EXERCISE
Look below. Copy each line that has "true" in it.

Stored data entries:
PR #443, opened 2023-06-19
[CARE-1728][CARE-1858] Fix suggestions dropdown positioning

e1himself:


packages/slate-editor/src/extensions/mentions/components/MentionsDropdown.tsx
```diff
@@ -37,36 +52,50 @@ export const MentionsDropdown = <V extends object>({
...
-
-            const rect = RangeFix.getBoundingClientRect(domRange);
-
-            if (!rect) {
-                return;
-            }
-
-            const { left, height, top } = rect;
-            suggestionsPanelRef.current.style.top = `${top + window.pageYOffset + height}px`;
-            suggestionsPanelRef.current.style.left = `${left + window.pageXOffset}px`;
```
e1himself, line 56: This implementation based on `position: fixed` has stopped working after we've introduced a container element with `translate: 0 0` style (used by the new main navigation sidebar). This changes the containing block of the fixed-positioned element to the one with `translate: 0 0`, making the positioning not work anymore.

See https://developer.mozilla.org/en-US/docs/Web/CSS/position#fixed_positioning

packages/slate-editor/src/extensions/mentions/components/MentionsDropdown.tsx
```diff
@@ -37,36 +52,50 @@ export const MentionsDropdown = <V extends object>({
...
+                if (!domRange) {
+                    return EMPTY_RECT;
+                }
+                const rect = RangeFix.getBoundingClientRect(domRange);
+                if (!rect) {
+                    return EMPTY_RECT;
+                }
+                const { left, right, top, bottom, width, height } = rect;
+                return {
+                    left,
```
MohammadxAli, line 71: Wouldn't a `...rest` spread be shorter and more suitable here?

MohammadxAli (approved):

kudlajz (approved):

packages/slate-editor/src/extensions/mentions/components/MentionsDropdown.tsx
e1himself: Yeah, good point. This is not obvious, but we cannot use spread here. I've added a comment about it: 78268b68a09b5fd88a2ea6a9fc9be01f47b3ae38

MohammadxAli: Oh interesting, thanks!

PR #445, opened 2023-06-21
[CARE-1853] Fix - Pasting into title subtitle

e1himself:
- [Tweak HTML-pasting behaviour](https://github.com/prezly/slate/commit/2c5cafbabb082a42d6462357480f1a70237c2e4b)

  To only inherit copied elements block formatting when there are 2+ elements, otherwise we only paste inner contents, preserving the target element block formatting. For example:

  - When pasted h1 into a blockquote -- the blockquote will have the h1 contents, but will remain a blockquote.
  - When pasted h1 + h2 + paragraph -- the pasted content will replace the blockquote and force the pasted elements block formatting (h1 + h2 + paragraph)

  This seems to be better matching what's expected intuitively.

- [Tweak](https://github.com/prezly/slate/commit/a62f77329ecaa56eb38bb77c5e949d449c5336a5) [insertNodes](https://github.com/prezly/slate/commit/a62f77329ecaa56eb38bb77c5e949d449c5336a5) [to remove any empty block upon pasting](https://github.com/prezly/slate/commit/a62f77329ecaa56eb38bb77c5e949d449c5336a5)

  Previously, it was only replacing (i.e. removing after insertion) the target element if it was an empty *paragraph*. Now it does so for any empty block element: heading, paragraph, blockquote, etc.

### DIFF
--- a/packages/slate-editor/src/modules/editor/plugins/withDeserializeHtml/withDeserializeHtml.ts
+++ b/packages/slate-editor/src/modules/editor/plugins/withDeserializeHtml/withDeserializeHtml.ts
@@ -4,6 +4,7 @@ import { cleanDocx } from '@prezly/docx-cleaner';
 import type { Extension } from '@prezly/slate-commons';
 import { EditorCommands } from '@prezly/slate-commons';
 import type { Editor } from 'slate';
+import { Element } from 'slate';
 
 import { createDataTransfer } from '#lib';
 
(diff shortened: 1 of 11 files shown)


packages/slate-editor/src/modules/editor/plugins/withDeserializeHtml/withDeserializeHtml.ts
```diff
@@ -61,7 +62,18 @@ export function withDeserializeHtml(
 
                 // If there are no "nodes" then there is no interesting "text/html" in clipboard.
                 // Pass through to default "insertData" so that "text/plain" is used if available.
-                if (nodes.length > 0) {
+                if (
```
MohammadxAli, line 65: This comment should be on top of L76 I guess?

MohammadxAli (commented):
Tests are failing 👀

packages/slate-editor/src/modules/editor/plugins/withDeserializeHtml/withDeserializeHtml.ts
e1himself: https://github.com/prezly/slate/pull/445/commits/9a53d507ce1d6d1942470d0df889add4f5ac6cac

MohammadxAli (approved):
Nice 🙂👍

kudlajz (approved):
Great work 👍

PR #447, opened 2023-06-27
[CARE-1916] Remove `new` and `testing` labels from editor blocks

oleg-semyonov:
CARE-1916

### DIFF
--- a/packages/slate-editor/src/extensions/floating-add-menu/components/Dropdown.tsx
+++ b/packages/slate-editor/src/extensions/floating-add-menu/components/Dropdown.tsx
@@ -196,7 +196,7 @@ export function Dropdown<Action>({
                                                 option.isBeta ? styles.warning : styles.primary,
                                             )}
                                         >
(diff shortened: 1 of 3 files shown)


packages/slate-editor/src/extensions/floating-add-menu/components/Dropdown.tsx
```diff
@@ -196,7 +196,7 @@ export function Dropdown<Action>({
                                                 option.isBeta ? styles.warning : styles.primary,
```
e1himself, line 196: Should we also tweak the style of the badge? Like make it [gray-ish instead of yellow](https://prezly.slack.com/archives/C08PUBNGY/p1687523209208189?thread_ts=1687429136.303879&cid=C08PUBNGY)?

oleg-semyonov: e974a046ce96f5c254921156ae573d407b64d4a3

e1himself (approved):

PR #450, opened 2023-07-04
[CARE-2017] Forbid translating editor area

e1himself:
See https://stackoverflow.com/questions/12238396/how-to-disable-google-translate-from-html-in-chrome

### DIFF
--- a/packages/slate-editor/src/modules/editable/EditableWithExtensions.tsx
+++ b/packages/slate-editor/src/modules/editable/EditableWithExtensions.tsx
@@ -7,6 +7,7 @@ import type {
     RenderElement,
     RenderLeaf,
 } from '@prezly/slate-commons';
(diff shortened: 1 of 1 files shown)


e1himself:
Not neeeding a review, but you might find this fix interesting.

packages/slate-editor/src/modules/editable/EditableWithExtensions.tsx
```diff
@@ -109,6 +111,8 @@ export function EditableWithExtensions({
     return (
         <Editable
             {...props}
+            className={classNames(className, 'notranslate')}
+            translate="no"
```
e1himself, line 115: https://stackoverflow.com/questions/12238396/how-to-disable-google-translate-from-html-in-chrome

PR #451, opened 2023-07-05
Refactor - Remove `canvas` dependency

MohammadxAli:
It is not used anywhere, and `pnpm clean` followed by `pnpm install` works as expected without it, so it shouldn't be a peer dependency of another package AFAIK.

### DIFF
--- a/package.json
+++ b/package.json
@@ -72,7 +72,6 @@
         "babel-plugin-module-resolver": "^5.0.0",
         "babel-plugin-transform-remove-imports": "^1.7.0",
         "branch-pipe": "^1.0.1",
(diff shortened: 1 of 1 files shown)


e1himself (approved):
Hm... I can't remember why I've added it.

The commit (74347ae611324a2cd202893c41b104dcd5f54d39) is about switching from Jest to Mocha. So maybe it was necessary for tests *at that moment*. But I see them passing now. 

Should be good to go :+1:

e1himself:
Now I know why it was there :)

image

MohammadxAli:
Ohhhh! :') Sorry

PR #453, opened 2023-07-06
[CARE-1932] Enable SelectionDecoration only when linking text

e1himself:
Making it work all the time is troublesome, as it modifies the DOM structure in response to the native DOM selection events, causing broken references and out-of-bounds errors on the DOMRange objects.

See CARE-1932 for details.


packages/slate-editor/src/extensions/decorate-selection/components/SelectionHighlight.module.scss
```diff
@@ -1,8 +1,7 @@
 @import "styles/variables";
 
 .selection {
-    border-radius: 4px;
-    box-shadow: 0px 2px 0px 1px $editor-selection-bg, 0px -2px 0px 1px $editor-selection-bg;
```
e1himself, line 5: I've also reset the selection decoration styling to match the native browser selection style to avoid styling changes jump when the decoration kicks in.

packages/slate-editor/src/modules/editor/Editor.tsx
```diff
@@ -498,105 +501,117 @@ export const Editor = forwardRef<EditorRef, EditorProps>((props, forwardedRef) =
...
-                            renderInput={() =>
-                                withSnippets.renderInput({
-                                    onCreate: submitFloatingSnippetInput,
-                                })
-                            }
-                        />
-                    )}
+                    <DecorationsProvider decorate={decorate}>
+                        {(combinedDecorate) => (
+                            <>
```
e1himself, line 506: Just added the wrapper.

packages/slate-commons/src/types/DecorateFactory.ts
```diff
@@ -1,9 +1,5 @@
 import type { Editor } from 'slate';
 
 import type { Decorate } from './Decorate';
-import type { Extension } from './Extension';
 
-export type DecorateFactory = <E extends Editor, X extends Extension>(
-    editor: E,
-    extension: X,
-) => Decorate;
```
e1himself, line 9: We never relied on the `extension` being passed to these. So I've dropped the parameter to simplify the code and reuse the interface in `useDecorationFactory()`, which wouldn't be possible otherwise.

packages/slate-editor/src/extensions/decorate-selection/decorateSelection.ts
```diff
@@ -0,0 +1,22 @@
...
+        const intersection = Range.intersection(editor.selection, {
+            anchor: { path, offset: 0 },
+            focus: { path, offset: node.text.length },
+        });
+        if (intersection) {
+            return [{ ...intersection, [SELECTION_MARK]: true }];
+        }
+    }
+    return [];
+}
```
e1himself, line 18: Moved as is without changes.

packages/slate-editor/src/modules/editor/Editor.tsx
```diff
@@ -187,6 +188,10 @@ export const Editor = forwardRef<EditorRef, EditorProps>((props, forwardedRef) =
     }, [autoFocus, editor]);
 
     useEffect(() => {
+        if (!blurOnOutsideClick || Math.random() >= 0) {
```
MohammadxAli, line 191: Isn't `Math.random()` always `>=` than 0? I don't get this :)

MohammadxAli (approved):
👍

packages/slate-editor/src/modules/editor/Editor.tsx
oleg-semyonov: Yeah, this looks a bit weird to me as well 🤔 
If it's intentional, a comment explaining this magic would be nice :D

packages/slate-editor/src/modules/decorations/context.ts
```diff
@@ -0,0 +1,15 @@
...
+import { noop } from '@technically/lodash';
+import { createContext } from 'react';
+
+type Detach = () => void;
+
+export type DecorationsConnector = {
+    attach(decorate: Decorate): Detach;
+};
+
+export const decorationsContext = createContext<DecorationsConnector>({
```
oleg-semyonov, line 11: I believe the naming convention for context objects is PascalCase, so that it doesn't look weird in JSX 🤔

packages/slate-editor/src/modules/decorations/useDecoration.ts
```diff
@@ -0,0 +1,16 @@
+import type { Decorate } from '@prezly/slate-commons';
+import { noop } from '@technically/lodash';
+import { useContext, useEffect } from 'react';
+
+import { decorationsContext } from './context';
+
+export function useDecoration(decorate: Decorate | undefined): void {
+    const { attach } = useContext(decorationsContext);
+
+    return useEffect(() => {
```
oleg-semyonov, line 10: This `return` seems redundant, since there is nothing to really return

packages/slate-editor/src/modules/editor/Editor.tsx
e1himself: Ouch! This was my debug code I forgot to remove. :see_no_evil: Thanks guys! 

I often use `Math.random() < 0` or `Math.random() >= 0` to disable a branch in code. As doing `|| false` or `|| true` causes TS compilation errors :)

e1himself: 56852fe352041753230e071214a0a075dc6b3bd1

packages/slate-editor/src/modules/decorations/useDecoration.ts
e1himself: 56852fe352041753230e071214a0a075dc6b3bd1

packages/slate-editor/src/modules/decorations/context.ts
e1himself: 56852fe352041753230e071214a0a075dc6b3bd1

PR #257, opened 2023-10-24
Issue error for unrecognized/missing config file entry

ishagokhale:
added unit tests to check is exceptions were raised


melihyilmaz (approved):
Looks good to me!

PR #261, opened 2023-11-01
Label smoothing in training

melihyilmaz:
After encountering the NaN outputs from the model half way through training in a few runs, I experimented with minimal label smoothing when calculating the training loss as a mitigation strategy. I was able redo the same training runs with the same setup significantly longer without encountering NaNs and with similar performance metrics compared to the original runs.

Loss calculation is only impacted by smoothing during training steps, i.e. not validation, and I tentatively added the minimal label smoothing factor as the default option.


wfondrie (changes requested):
This looks good to me aside from needing a unit test.

wfondrie (approved):
This looks good to me!

PR #265, opened 2023-11-10
Fix spectra skipping and add min_n_peaks option

### LINKED ISSUE #264: Add min_peaks config option
Casanovo should have a configuration option that specifies the minimum number of peaks that are required to be in a spectrum before it will make a prediction.  Currently, Casanovo will happily make a prediction (sometimes with a high score) even if the spectrum has only a handful of peaks.  The default value for the analogous parameter in Tide is 20 and in Comet is 10. For de novo, I think we should use a default of 20.  This is the minimum in the 9-species benchmark.

Note that, ideally, Casanovo would track and then report something like "Info: XXX spectra skipped because they have fewer than XX peaks."

melihyilmaz:
Skips spectra with fewer than min_n_peaks (min_n_peaks=20 by default) and adds the corresponding config option. Fixes #264 

This solution is a bit hacky and discards spectra at the batching stage but I think the existing functionality for skipping spectra was buggy to begin with: it only replaces the spectra to be skipped with dummy spectra and runs the model on those dummies so that we still get predictions for them. Am I missing something, @bittremieux @wfondrie?

TODOs:
- Find a way to skip spectra before batching, e.g. inside the dataset
- Log how many spectra are skipped
- Unit tests

### DIFF
--- a/casanovo/config.py
+++ b/casanovo/config.py
@@ -34,6 +34,7 @@ class Config:
     _default_config = Path(__file__).parent / "config.yaml"
     _config_types = dict(
         random_seed=int,
+        min_n_peaks=int,
         n_peaks=int,
         min_mz=float,
         max_mz=float,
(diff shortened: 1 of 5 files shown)


bittremieux:
Superseded by #455.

EXERCISE ANSWER
+            return [{ ...intersection, [SELECTION_MARK]: true }];
I often use `Math.random() < 0` or `Math.random() >= 0` to disable a branch in code. As doing `|| false` or `|| true` causes TS compilation errors :)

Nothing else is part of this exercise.